Issue #1221, opened 2017-07-06
Links to any Ted.com video put in iframe causes an immidiate redirect to the video's URL when accessing the group page


KevinChagnon:
As a group owner I would like the page of videos of interest on Ted.com in the iframe widget with it causing a redirect of my group page to the video on Ted.com.

One the URL to ted.com is entered in the widget settings and saved, the only way to stop the redirect is to click on the "X" in the by the browser's address bar to stop the page from loading.  If lucky enough, the widget will have loaded on the page without doing the redirect allowing you to delete it but you have to be quick!

I could not replicate the behaviour using the URL to another website in iframe settings.

PR #1228, opened 2017-07-07
Prevent for redirect iframe

Steph4104:
Add sandbox option on ifram to block top navigation

issue #1221


mod/wet4/views/default/output/iframe.php
```diff
@@ -0,0 +1,22 @@
+<?php
+/**
+ * Display a page in an embedded window
+ *
+ * @package Elgg
```
nschonni: This doesn't look right

Issue #1193, opened 2017-06-27
Contact Form resets the reason drop down when returning with a validation error


KevinChagnon:
The form resets the Reason drop-down when returning with a validation error - As a regular user, I do not want to have to re-enter my information - an indication of the field that should be corrected would be sufficient.

Not selecting a Reason also returns the "file type validation" when no file was attached; 

There is a number one ( 1 ) at the top of the Contact Form that should not be there;

![valid file type](https://user-images.githubusercontent.com/23527358/27596500-bbde341a-5b2d-11e7-9976-8e8c7884fcd9.jpg)

ToferC:
Approved for work.

PR #1238, opened 2017-07-10
Don't reset value in the contactform

Steph4104:
Remove 1
Keep the value when user have an error in the validation of the contactform

issue #1193


Steph4104:
I can't replicate this error on my machine. I will merge it and see on monday if I can replicate this error on prod.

══════

WHAT YOU WILL DO: For this exercise, copy word for word the line that contains "Approved for work." and every line after it, ending with the last line of the entries above.

RESULT OF THIS TASK:
Approved for work.

PR #1238, opened 2017-07-10
Don't reset value in the contactform

Steph4104:
Remove 1
Keep the value when user have an error in the validation of the contactform

issue #1193


Steph4104:
I can't replicate this error on my machine. I will merge it and see on monday if I can replicate this error on prod.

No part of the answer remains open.